A dead alien in the refrigerator. Zombies on the loose. A mythical beast in the hills.
Scenes straight out of pulp magazines lurk in the back alleys of Chinese social media, where they can quickly find an eager following and, almost as quickly, earn a rebuke from skittish authorities.
Science fiction and fantasy tales have been growing in popularity in China, where some creative efforts have earned official endorsement. Vice President Li Yuanchao met this week with authors — including Liu Cixin, who wrote the Hugo Award-winning novel “The Three-Body Problem” — and called on them to inspire young people’s interest in science and encourage “faith in realizing the Chinese Dream,” the state news agency Xinhua reported.
But even as the Chinese leadership offered praise for the writers, the police have been less tolerant of social media users’ flexing their creativity. Several people have been punished in the past few years for relaying tales of the walking undead and extraterrestrial invaders for fear of touching off public panic.
Here are some of the online rumors that have been met with penalties in China.
Earlier this month, the police in the southern city of Guangzhou published a notice online that images posted on Weibo of a woman covered in blood and a note suggesting she was a zombie were fake. The online warning added a reminder for residents to avoid hallucinogens.
A 21-year-old man from the area with the surname Zhang was given 10 days of detention for posting the item, the Guangzhou Daily reported. The images were actually from a film that was shot in Jiangsu Province, the newspaper said.
In 2014, photos of a mummified corpse circulated online with suggestions that they were evidence of a zombie found in the eastern city of Nanjing or in Jianli County in Hubei Province. The police said the images were of an archaeological dig the year before in Henan Province that turned up the well-preserved body of a Qing dynasty official, but no signs of the undead.
Also in 2014, photos emerged showing a Gollum-like creature kneeling in a rocky ravine with a message declaring that it was a “mythical beast” discovered in the Huairou District of Beijing. The local police said the images were merely candid pictures of an actor in a film who was photographed going to the bathroom while in costume, the website of People’s Daily reported.

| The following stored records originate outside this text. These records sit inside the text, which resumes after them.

PR #788, opened 2023-09-11
Drop `ScheduledTransactionTrace` check

Stephan202:
Suggested commit message:
```
Drop `ScheduledTransactionTrace` check

As well as any other references to New Relic.
```

:exclamation: Before merging this, we should validate that Datadog does indeed collect traces for `@Scheduled` transactions out of the box.


rickie (approved):

mohamedsamehsalah (approved):
LGTM apart from the _validating that Datadog does indeed collect traces for @Scheduled transactions out of the box_ comment.

Stephan202:
> Before merging this, we should validate that Datadog does indeed collect traces for `@Scheduled` transactions out of the box.

While I didn't test this in production, the [agent source code](https://github.com/DataDog/dd-trace-java/blob/6e2751fb61b2f14cf553dff63df6bde725a35f14/dd-java-agent/instrumentation/spring-scheduling-3.1/src/test/groovy/SpringSchedulingTest.groovy) does have a test case for this. So I expect this'll work fine. If not, we'll review how to deal with that.

PR #794, opened 2023-09-17
Introduce `ConstantNaming` check

mohamedsamehsalah:
Suggested commit message:
```
Introduce `ConstantNaming` check (#794)

This check flags static constants that do not follow the upper snake
case naming convention.

While there, introduce the `Flags#getSet` utility method, and use it to
replace `Flags#getList` in relevant places.
```


pom.xml
```diff
@@ -1732,6 +1732,7 @@
                                     readable than the alternative. -->
                                     -Xep:YodaCondition:OFF
                                     -XepOpt:CheckReturnValue:CheckAllConstructors=true
+                                    -XepOpt:CanonicalConstantFieldName:ExcludedConstantFliedNames=serialVersionUID
```
mohamedsamehsalah, line 1735: Alternative is to follow the convention for this variable obviously 😅

mohamedsamehsalah (commented):
In addition to class variables within the same compilation unit, should we also match on constants imported from other classes ?
Ideally, the checker will suggest the fix in that class 🤔 

Which raises the other question, do we really need to suggest a fix for the other classes referencing the constants in `this` compilation unit ?

@Stephan202 suggested the use of `TreeScanner` as in [this](https://github.com/PicnicSupermarket/error-prone-support/pull/775/files#diff-d243187cd87cb51bc8283dc88945daff74442b8fd683a7f8b6b377b34ff7869dR113-R121) example but I could not seem to make this work 😓 

Help appreciated 🙏

pom.xml
Stephan202: I think this should be a default exclusion; otherwise _all_ users will have to make this change (`serialVersionUID` cannot be renamed: Java requires it to be spelled exactly like this).

error-prone-contrib/src/main/java/tech/picnic/errorprone/bugpatterns/CanonicalConstantFieldName.java
```diff
@@ -0,0 +1,114 @@
...
+    summary =
+        "Make sure that all constant variables follow the `UPPER_SNAKE_CASE` naming convention.",
+    link = BUG_PATTERNS_BASE_URL + "CanonicalConstantFieldName",
+    linkType = CUSTOM,
+    severity = WARNING,
+    tags = LIKELY_ERROR)
+public final class CanonicalConstantFieldName extends BugChecker implements VariableTreeMatcher {
+  private static final long serialVersionUID = 1L;
+  private static final Matcher<Tree> IS_CONSTANT =
+      allOf(hasModifier(Modifier.STATIC), hasModifier(Modifier.FINAL));
```
Stephan202, line 61: We should (at least by default) restrict this check to private variables; otherwise the rename is not safe.

error-prone-contrib/src/main/java/tech/picnic/errorprone/bugpatterns/CanonicalConstantFieldName.java
```diff
@@ -0,0 +1,114 @@
...
+    if (!IS_CONSTANT.matches(tree, state)) {
+      return Description.NO_MATCH;
+    }
+    SuggestedFix.Builder fixBuilder = SuggestedFix.builder();
+
+    VarSymbol variableSymbol = ASTHelpers.getSymbol(tree);
+    String variableName = variableSymbol.getSimpleName().toString();
+
+    if (!isVariableUpperSnakeCase(variableName) && !isVariableNameExcluded(variableName)) {
+      fixBuilder.merge(SuggestedFixes.renameVariable(tree, toUpperSnakeCase(variableName), state));
```
Stephan202, line 93: IIUC this change will suggest many distinct fixes. It might work in practice, but it'll be nicer if there's a single report against the field, which, when applied, renames all references to that `Symbol`. (That's why offline I suggested using a `TreeScanner` :)

error-prone-contrib/src/test/java/tech/picnic/errorprone/bugpatterns/CanonicalConstantFieldNameTest.java
```diff
@@ -0,0 +1,39 @@
...
+import org.junit.jupiter.api.Test;
+
+final class CanonicalConstantFieldNameTest {
+  @Test
+  void replacement() {
+    BugCheckerRefactoringTestHelper.newInstance(CanonicalConstantFieldName.class, getClass())
+        .addInputLines(
+            "A.java",
+            "class A {",
+            "  private static final int number = 1;",
```
Stephan202, line 14: What if we have a field named `number` and another field already named `NUMBER`? :upside_down_face:

error-prone-contrib/src/main/java/tech/picnic/errorprone/bugpatterns/CanonicalConstantFieldName.java
```diff
@@ -0,0 +1,114 @@
...
+  private static boolean isVariableUpperSnakeCase(String variableName) {
+    return variableName.equals(toUpperSnakeCase(variableName));
+  }
+
+  private boolean isVariableNameExcluded(String variableName) {
+    return excludedConstantFliedNames.contains(variableName);
+  }
+
+  private static String toUpperSnakeCase(String variableName) {
+    return variableName.replaceAll("([a-z])([A-Z])", "$1_$2").toUpperCase(Locale.ROOT);
```
Stephan202, line 108: It's generally preferred to compile patterns only once. So let's introduce a `Pattern` constant for this.

Stephan202 (commented):
Tnx for working on this @mohamedsamehsalah; it'll allow for some nice cleanup I expect. Did leave some comments based on a quick skim :)

Stephan202:
(I didn't check the comments before reviewing; sorry.)

> In addition to class variables within the same compilation unit, should we also match on constants imported from other classes ?
> Ideally, the checker will suggest the fix in that class 🤔

Error Prone doesn't support this; for cases like that OpenRewrite would be better suited. (But for now, let's just focus on the private fields.)

> @Stephan202 suggested the use of TreeScanner as in [this](https://github.com/PicnicSupermarket/error-prone-support/pull/775/files#diff-d243187cd87cb51bc8283dc88945daff74442b8fd683a7f8b6b377b34ff7869dR113-R121) example but I could not seem to make this work 😓

Anywhere we can see the code that doesn't work; perhaps I can take a look.

mohamedsamehsalah:
@Stephan202 I covered your first pass comments, however, I still could not make use of the `TreeScanner`. Or in other words, I couldn't find what advantage does the `TreeScanner` give that the `TreeMatcher` does not.

AFAIU, the suggested fix builder used in this PR will execute what you are suggesting in this comment:
> IIUC this change will suggest many distinct fixes. It might work in practice, but it'll be nicer if there's a single report against the field, which, when applied, renames all references to that Symbol. (That's why offline I suggested using a TreeScanner :)

Happy to hear your thoughts (again? 😅) 🙏

error-prone-contrib/src/main/java/tech/picnic/errorprone/bugpatterns/CanonicalConstantFieldName.java
```diff
@@ -0,0 +1,180 @@
...
+        VarSymbol variableSymbol = ASTHelpers.getSymbol(variableTree);
+        if (variableSymbol == null) {
+          return Description.NO_MATCH;
+        }
+
+        String variableName = variableSymbol.getSimpleName().toString();
+        if (!isVariableUpperSnakeCase(variableName) && !isVariableNameExcluded(variableName)) {
+          String replacement = toUpperSnakeCase(variableName);
+
+          if (!classVariables.contains(replacement)) {
```
Stephan202, line 133: IIUC, here we avoid renaming a variable if the target name is already declared in the exact same scope. Due to the global search and replace that we do, I suspect that any usage of the target name in this `CompilationUnit` could cause ambiguity, shadowing or confusion. So for this case, too, a `TreeScanner` may be employed.

Stephan202 (commented):
> @Stephan202 I covered your first pass comments, however, I still could not make use of the `TreeScanner`. Or in other words, I couldn't find what advantage does the `TreeScanner` give that the `TreeMatcher` does not.

Actually, you _are_ using a `TreeScanner` now, just through a method I didn't know existed: have a close look at [`SuggestedFixes.renameVariable`](https://github.com/google/error-prone/blob/11471840328880711e58d009b0d4a29517620d16/check_api/src/main/java/com/google/errorprone/fixes/SuggestedFixes.java#L702-L744) :eyes: :smile: This should work!

Before I dive into a more thorough review: would you like to have a crack at resolving the surviving mutants?

error-prone-contrib/src/main/java/tech/picnic/errorprone/bugpatterns/CanonicalConstantFieldName.java
mohamedsamehsalah: > would you like to have a crack at resolving the surviving mutants?

Yes, sir 🖖 

> IIUC, here we avoid renaming a variable if the target name is already declared in the exact same scope. Due to the global search and replace that we do, I suspect that any usage of the target name in this CompilationUnit could cause ambiguity, shadowing or confusion. So for this case, too, a TreeScanner may be employed.

Will look into this 👀 

Thanks.

mohamedsamehsalah (commented):
Sorry for the slow progress on this @Stephan202 , PTAL 🙏

error-prone-contrib/src/main/java/tech/picnic/errorprone/bugpatterns/CanonicalConstantFieldName.java
```diff
@@ -0,0 +1,184 @@
...
+                    "Suggested fix for constant name conflicts with an already defined variable `%s`.",
+                    replacement))
+            .build());
+  }
+
+  private boolean isFieldAccessModifierApplicable(VariableTree tree, VisitorState state) {
+    return includePublicConstantFieldNames || IS_PRIVATE.matches(tree, state);
+  }
+
+  private static boolean isVariableUpperSnakeCase(String variableName) {
```
rickie: The method name does not have something to do with `variable`, so we can omit that part :).

error-prone-contrib/src/main/java/tech/picnic/errorprone/bugpatterns/CanonicalConstantFieldName.java
```diff
@@ -0,0 +1,184 @@
...
+
+/**
+ * A {@link BugChecker} that warns and suggests the fix when a constant variable does not follow the
+ * upper snake case naming convention.
+ *
+ * <p>Example:
+ *
+ * <p>This checker will re-write the following variables with all its references:
+ *
+ * <ul>
```
rickie: Let's use ` <pre>{@code` and `simpleNumber` to show that it is rewritten upper snake case style :).

error-prone-contrib/src/main/java/tech/picnic/errorprone/bugpatterns/CanonicalConstantFieldName.java
```diff
@@ -0,0 +1,184 @@
...
+import com.sun.tools.javac.code.Symbol.VarSymbol;
+import java.util.Locale;
+import java.util.regex.Pattern;
+import javax.inject.Inject;
+import javax.lang.model.element.Modifier;
+import org.jspecify.annotations.Nullable;
+import tech.picnic.errorprone.bugpatterns.util.Flags;
+
+/**
+ * A {@link BugChecker} that warns and suggests the fix when a constant variable does not follow the
```
rickie: Pushing a small suggestion.

error-prone-contrib/src/main/java/tech/picnic/errorprone/bugpatterns/CanonicalConstantFieldName.java
```diff
@@ -0,0 +1,184 @@
...
+ *
+ * <p>To the following:
+ *
+ * <ul>
+ *   <li>private static final int NUMBER = 1;
+ * </ul>
+ *
+ * @apiNote This {@link BugChecker checker} has two optional flags:
+ *     <ul>
+ *       <li>ExcludedConstantFliedNames: A list of field names to exclude from this check.
```
rickie:
```suggestion
 *       <li>`ExcludedConstantFieldNames`: A list of field names to exclude from this check.
```

error-prone-contrib/src/main/java/tech/picnic/errorprone/bugpatterns/CanonicalConstantFieldName.java
```diff
@@ -0,0 +1,184 @@
...
+ *       <li>IncludePublicConstantFields: Whether to include public constants when running this
+ *           check.
+ *     </ul>
+ */
+@AutoService(BugChecker.class)
+@BugPattern(
+    summary =
+        "Make sure that all constant variables follow the `UPPER_SNAKE_CASE` naming convention.",
```
rickie:
```suggestion
        "Make sure that all constant variables follow the `UPPER_SNAKE_CASE` naming convention",
```
Pushing a small suggestion :)

rickie (approved):
I had 15 spare minutes 😄 so did some small tweaks.

This is going in the right direction! Very nice man. More in depth review soon to follow.

mohamedsamehsalah:
> I had 15 spare minutes 😄 so did some small tweaks.
> 
> This is going in the right direction! Very nice man. More in depth review soon to follow.

@rickie tweaks LGTM, Thanks ❤️

rickie:
I see I approved, that was not my idea yet haha sorry for that.

error-prone-contrib/src/main/java/tech/picnic/errorprone/bugpatterns/CanonicalConstantFieldName.java
```diff
@@ -0,0 +1,184 @@
...
+
+/**
+ * A {@link BugChecker} that flags constant variables that do not follow the upper snake case naming
+ * convention.
+ *
+ * <p>This check will rewrite the following variables with all its references:
+ *
+ * <pre>{@code
+ * private static final int simpleNumber = 1;
+ *
```
rickie:
```suggestion
```
This is my own fault IIRC haha.

error-prone-contrib/src/test/java/tech/picnic/errorprone/bugpatterns/CanonicalConstantFieldNameTest.java
```diff
@@ -0,0 +1,156 @@
...
+
+  @Test
+  void replacement() {
+    BugCheckerRefactoringTestHelper.newInstance(CanonicalConstantFieldName.class, getClass())
+        .addInputLines(
+            "A.java",
+            "class A {",
+            "  private static final int number = 1;",
+            "",
+            "  int nonConstantNumber = 2;",
```
rickie, line 43: We can move these up to the `identification` test as well :).

error-prone-contrib/src/test/java/tech/picnic/errorprone/bugpatterns/CanonicalConstantFieldNameTest.java
```diff
@@ -0,0 +1,156 @@
...
+            "",
+            "  private static final int foo = 3;",
+            "}")
+        .doTest(TestMode.TEXT_MATCH);
+  }
+
+  @Test
+  void includePublicConstants() {
+    BugCheckerRefactoringTestHelper.newInstance(CanonicalConstantFieldName.class, getClass())
+        .setArgs("-XepOpt:CanonicalConstantFieldName:IncludePublicConstantFields=true")
```
rickie, line 139: Hmm, interesting. This can lead to quite some unexpected situations right 👀 ? As we cannot rename usages of this in other files, so I'm not sure if we should do this 🤔.

error-prone-contrib/src/test/java/tech/picnic/errorprone/bugpatterns/CanonicalConstantFieldNameTest.java
```diff
@@ -0,0 +1,156 @@
...
+import com.google.errorprone.BugCheckerRefactoringTestHelper.TestMode;
+import com.google.errorprone.CompilationTestHelper;
+import org.junit.jupiter.api.Test;
+
+final class CanonicalConstantFieldNameTest {
+  @Test
+  void identification() {
+    CompilationTestHelper.newInstance(CanonicalConstantFieldName.class, getClass())
+        .addSourceLines(
+            "A.java",
```
rickie, line 13: The reporting here is a bit weird. It's reported on a class level... and only one error per time while we are creating a builder with multiple fixes... I'm not sure what I'm doing wrong or missing here.
 
It should be:
```
"  // BUG: Diagnostic contains:",
"  private static final int foo = 1;",
"  // BUG: Diagnostic contains:",
"  private static final int foobar = 1;",
"  // BUG: Diagnostic contains:",
"  private static final int foobarbaz = 1;",
```

Later we should drop the `foobar` and `foobarbaz` but now it's here to show what is wrong and we should figure out.

rickie (commented):
Made some changes and found some interesting cases 👀.

error-prone-contrib/src/test/java/tech/picnic/errorprone/bugpatterns/CanonicalConstantFieldNameTest.java
rickie: So it's reported on the class file... It could be that this is a bug in the SuggestedFixes?

error-prone-contrib/src/main/java/tech/picnic/errorprone/bugpatterns/CanonicalConstantFieldName.java
rickie: Yeah let's start with private variables and add an XXX to consider protected and public ones later as well.

error-prone-contrib/src/test/java/tech/picnic/errorprone/bugpatterns/CanonicalConstantFieldNameTest.java
mohamedsamehsalah: We have a _replacement_ test for this situation; where we rename a variabled referenced in another file. 
See
```
  int referenceToNumberFromAnotherClass = B.numberFromAnotherClass;
```

error-prone-contrib/src/test/java/tech/picnic/errorprone/bugpatterns/CanonicalConstantFieldNameTest.java
mohamedsamehsalah: > It could be that this is a bug in the SuggestedFixes?

I don't think it is a bug, since we explicitly passing the class tree to the `describeMatch` method. If we want to improve on this, I think we can use a TreeScanner. I will look into this 🙏

error-prone-contrib/src/test/java/tech/picnic/errorprone/bugpatterns/CanonicalConstantFieldNameTest.java
mohamedsamehsalah: I have a test for this where we replace with suggested fix the variable imported from another class.

error-prone-contrib/src/test/java/tech/picnic/errorprone/bugpatterns/CanonicalConstantFieldNameTest.java
mohamedsamehsalah: Pushed something 👍

mohamedsamehsalah:
Thanks for review @rickie 🙏 

I pushed a commit to address your comments.

However, I get this dependency analysis error from maven
```
[ERROR] Used undeclared dependencies found:
[ERROR]    org.jetbrains:annotations:jar:24.1.0:provided
```

Any clue why ?

rickie (commented):
As a result of dropping, we can simplify the code, pushing a suggestion!

mohamedsamehsalah:
Thanks @rickie , changes LGMT 🚀

error-prone-contrib/src/main/java/tech/picnic/errorprone/bugpatterns/CanonicalConstantFieldName.java
```diff
@@ -0,0 +1,153 @@
...
+   */
+  @Inject
+  CanonicalConstantFieldName(ErrorProneFlags flags) {
+    optionalExcludedConstantFieldNames = getAllowedFieldNames(flags);
+  }
+
+  @Override
+  public Description matchVariable(VariableTree tree, VisitorState state) {
+    String variableName = tree.getName().toString();
+    if (IS_CONSTANT.matches(tree, state)
```
rickie: If we flip the conditions here and do an early return, we have one level of indentation less. Additionally, we generally try to have early returns if possible :).

error-prone-contrib/src/main/java/tech/picnic/errorprone/bugpatterns/CanonicalConstantFieldName.java
```diff
@@ -0,0 +1,153 @@
...
+        reportConstantRenameBlocker(tree, replacement, state);
+      }
+
+      return describeMatch(tree, fixBuilder.build());
+    }
+
+    return Description.NO_MATCH;
+  }
+
+  private static ImmutableList<VariableTree> getVariablesInCompilationUnit(
```
rickie: Changed the order of static methods in the class based on which one is used first :).

error-prone-contrib/src/main/java/tech/picnic/errorprone/bugpatterns/CanonicalConstantFieldName.java
```diff
@@ -0,0 +1,153 @@
...
+    String variableName = tree.getName().toString();
+    if (IS_CONSTANT.matches(tree, state)
+        && !isUpperSnakeCase(variableName)
+        && !isVariableNameExcluded(variableName)) {
+      SuggestedFix.Builder fixBuilder = SuggestedFix.builder();
+
+      ImmutableList<VariableTree> variablesInCompilationUnit =
+          getVariablesInCompilationUnit(state.getPath().getCompilationUnit());
+      String replacement = toUpperSnakeCase(variableName);
+      if (variablesInCompilationUnit.stream()
```
rickie: Just a suggestion but what if we extract this to a method, I think it reads nicely. Additionally if we use `anyMatch` instead of `noneMatch` it reads as "isVariableNameInUse`, instead of the negated variant, could be a bit easier to understand.

error-prone-contrib/src/test/java/tech/picnic/errorprone/bugpatterns/CanonicalConstantFieldNameTest.java
rickie: Added a few more tests :).

rickie (approved):
Hey @mohamedsamehsalah , thanks a lot for pushing this! It looks really nice and am curious to see this getting rolled out on Picnic's codebase 🔥 !!!

error-prone-contrib/src/main/java/tech/picnic/errorprone/bugpatterns/CanonicalConstantFieldName.java
mohamedsamehsalah: More readable, I agree 💯

mohamedsamehsalah:
Thanks for suggestions @rickie . LGTM 🚀

error-prone-contrib/src/main/java/tech/picnic/errorprone/bugpatterns/CanonicalConstantNaming.java
```diff
@@ -0,0 +1,157 @@
...
+ * private static final int SIMPLE_NUMBER = 1;
+ * }</pre>
+ *
+ * @apiNote This check has an optional flag `AllowedConstantNames` that represents a list of field
+ *     names to exclude from this check.
+ */
+@AutoService(BugChecker.class)
+@BugPattern(
+    summary = "Constant variables should adhere to the `UPPER_SNAKE_CASE` naming convention",
+    link = BUG_PATTERNS_BASE_URL + "CanonicalConstantNaming",
```
Stephan202: I think `ConstantNaming` or `ConstantName` would be a better name for this check; the word "canonical" has a different meaning in the context of the other two checks named `Canonical*`. (We could say that it's about _idiomatic_ naming, but that applies to quite some other checks as well.)

Between `ConstantNaming` and `ConstantName` I can make an argument either way; we're not consistent in this respect. Will use the former for now.

error-prone-contrib/src/main/java/tech/picnic/errorprone/bugpatterns/CanonicalConstantNaming.java
```diff
@@ -0,0 +1,157 @@
...
+import com.sun.source.util.TreeScanner;
+import java.util.Locale;
+import java.util.regex.Pattern;
+import javax.inject.Inject;
+import javax.lang.model.element.Modifier;
+import org.jspecify.annotations.Nullable;
+import tech.picnic.errorprone.utils.Flags;
+
+/**
+ * A {@link BugChecker} that flags constant variables that do not follow the upper snake case naming
```
Stephan202:
```suggestion
 * A {@link BugChecker} that flags static constants that do not follow the upper snake case naming
```

Stephan202 (approved):
Rebased and added a commit. Very nice check @mohamedsamehsalah!

Suggested commit message:
```
Introduce `ConstantNaming` check (#794)

This check flags static constants that do not follow the upper snake
case naming convention.

While there, introduce the `Flags#getSet` utility method, and use it to
replace `Flags#getList` in relevant places.
```

error-prone-contrib/src/main/java/tech/picnic/errorprone/bugpatterns/ConstantNaming.java
```diff
@@ -0,0 +1,125 @@
...
+
+  /**
+   * Instantiates a customized {@link ConstantNaming}.
+   *
+   * @param flags Any provided command line flags.
+   */
+  @Inject
+  ConstantNaming(ErrorProneFlags flags) {
+    exemptedNames =
+        Sets.union(DEFAULT_EXEMPTED_NAMES, Flags.getSet(flags, ADDITIONAL_EXEMPTED_NAMES_FLAG))
```
Stephan202, line 74: Here and below: Pitest correctly flags that the `Sets#union` arguments can be swapped without causing a test failure. That's expected, as set union is a symmetric operation, and this code doesn't care about the created set's iteration order.

error-prone-contrib/src/main/java/tech/picnic/errorprone/bugpatterns/ConstantNaming.java
```diff
@@ -0,0 +1,125 @@
...
+  private static String toUpperSnakeCase(String variableName) {
+    return SNAKE_CASE.matcher(variableName).replaceAll("$1_$2").toUpperCase(Locale.ROOT);
+  }
+
+  private static boolean isVariableNameInUse(String name, VisitorState state) {
+    return Boolean.TRUE.equals(
+        new TreeScanner<Boolean, @Nullable Void>() {
+          @Override
+          public Boolean visitVariable(VariableTree tree, @Nullable Void unused) {
+            return ASTHelpers.getSymbol(tree).getSimpleName().toString().equals(name)
```
Stephan202, line 115: Can be simplified to
```suggestion
            return ASTHelpers.getSymbol(tree).contentEquals(name);
```

I noticed a similar discussion [here](https://github.com/PicnicSupermarket/error-prone-support/pull/783#discussion_r1502274717), so decided to create a Refaster rule: #1379.

ben-manes:
I'm not sure what your style guide is, but fwiw Google's is popular and does not follow this rule (e.g. `logger` not `LOGGER` as this suggests). Of course not an issue as trivial to suppress or disable, just fyi that this may be considered overly broad as  broaches into style vs quality. 

https://google.github.io/styleguide/javaguide.html#s5.2.4-constant-names

Stephan202:
Thanks for sharing @ben-manes! I suppose this one of the (likely few) ways in which inside Picnic we deviate from the Google style guide. In version 0.19.0 we also landed #783, which by default will suggest `LOG` for SL4FJ loggers. In that case we support an override (though while still going UPPER_SNAKE_CASE) for static loggers). For this one a flag would have to unlock significantly more advanced heuristics, and it'd never be perfect. Indeed disabling may be best for some (most?) users. :thinking:

PR #810, opened 2023-10-04
Introduce `{Mono,Flux}OfType` Refaster rules

werli:
Since semantically this should be equivalent.

Suggested commit message:
```
Introduce `{Mono,Flux}OfType` Refaster rules (#810)
```

### DIFF
--- a/error-prone-contrib/src/main/java/tech/picnic/errorprone/refasterrules/ReactorRules.java
+++ b/error-prone-contrib/src/main/java/tech/picnic/errorprone/refasterrules/ReactorRules.java
@@ -1053,6 +1053,40 @@ final class ReactorRules {
     }
   }
 
+  /** Prefer {@link Mono#ofType(Class)} over more contrived alternatives. */
+  static final class MonoOfType<T, S> {
+    @BeforeTemplate
+    Mono<S> before(Mono<T> mono) {
+      return mono.filter(
+              Refaster.anyOf(
+                  Refaster.<S>clazz()::isInstance,
+                  x -> Refaster.<S>clazz().isAssignableFrom(x.getClass())))
+          .cast(Refaster.<S>clazz());
+    }
+
+    @AfterTemplate
+    Mono<S> after(Mono<T> mono) {
+      return mono.ofType(Refaster.<S>clazz());
+    }
+  }
+
+  /** Prefer {@link Flux#ofType(Class)} over more contrived alternatives. */
+  static final class FluxOfType<T, S> {
+    @BeforeTemplate
+    Flux<S> before(Flux<T> flux) {
+      return flux.filter(
+              Refaster.anyOf(
+                  Refaster.<S>clazz()::isInstance,
+                  x -> Refaster.<S>clazz().isAssignableFrom(x.getClass())))
+          .cast(Refaster.<S>clazz());
+    }
+
+    @AfterTemplate
+    Flux<S> after(Flux<T> flux) {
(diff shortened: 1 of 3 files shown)


error-prone-contrib/src/main/java/tech/picnic/errorprone/refasterrules/ReactorRules.java
```diff
@@ -794,6 +794,40 @@ Flux<S> after(Flux<T> flux) {
...
   }
 
+  /** Prefer {@link Mono#ofType(Class)} over more contrived alternatives. */
+  static final class MonoOfType<T, S> {
+    @BeforeTemplate
+    Mono<S> before(Mono<T> mono) {
+      return mono.filter(
+              Refaster.anyOf(
+                  Refaster.<S>clazz()::isInstance,
+                  x -> Refaster.<S>clazz().isAssignableFrom(x.getClass())))
```
Stephan202, line 804: We can introduce a separate rule to prefer the first over the second. (I have this change locally already, but need to leave the train now :sweat_smile:.)

Stephan202 (commented):
Nice! Will finalize review later.

error-prone-contrib/src/main/java/tech/picnic/errorprone/refasterrules/ReactorRules.java
Stephan202: I filed #811 for this.

error-prone-contrib/src/main/java/tech/picnic/errorprone/refasterrules/ReactorRules.java
```diff
@@ -794,6 +794,40 @@ Flux<S> after(Flux<T> flux) {
     }
   }
 
+  /** Prefer {@link Mono#ofType(Class)} over more contrived alternatives. */
+  static final class MonoOfType<T, S> {
+    @BeforeTemplate
+    Mono<S> before(Mono<T> mono) {
+      return mono.filter(
+              Refaster.anyOf(
+                  Refaster.<S>clazz()::isInstance,
```
Stephan202: Instead of `Refaster.<S>clazz()` we can use a `Class<S> clazz` parameter, in which case non-literal class references are also captured.

Stephan202 (approved):
Rebased the PR on top of #811 and added a commit. Very nice addition @werli!

werli (commented):
The latest changes LGTM, thanks @Stephan202 :muscle:

error-prone-contrib/src/main/java/tech/picnic/errorprone/refasterrules/ReactorRules.java
```diff
@@ -794,6 +794,32 @@ Flux<S> after(Flux<T> flux) {
...
+  /** Prefer {@link Mono#ofType(Class)} over more contrived alternatives. */
+  static final class MonoOfType<T, S> {
+    @BeforeTemplate
+    Mono<S> before(Mono<T> mono, Class<S> clazz) {
+      return mono.filter(clazz::isInstance).cast(clazz);
+    }
+
+    @AfterTemplate
+    Mono<S> after(Mono<T> mono, Class<S> clazz) {
+      return mono.ofType(clazz);
```
Venorcis, line 806: nice, didn't know this existed, will rewrite some uses in our code 😄 🚀

Venorcis (approved):

rickie (approved):
Rebased onto `master`! Looks good 🚀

In 2013, a farmer in Shandong Province claimed to have encountered five extraterrestrial creatures, one of whom was killed by an electric fence. The farmer’s story, and photos of the purported alien corpse he kept in a freezer, drew widespread attention online. The local authorities investigated and held a news conference to announce that the dead alien was actually made of rubber, Southern Metropolis Daily reported. The farmer was sentenced to five days of detention for disturbing public order, Xinhua reported.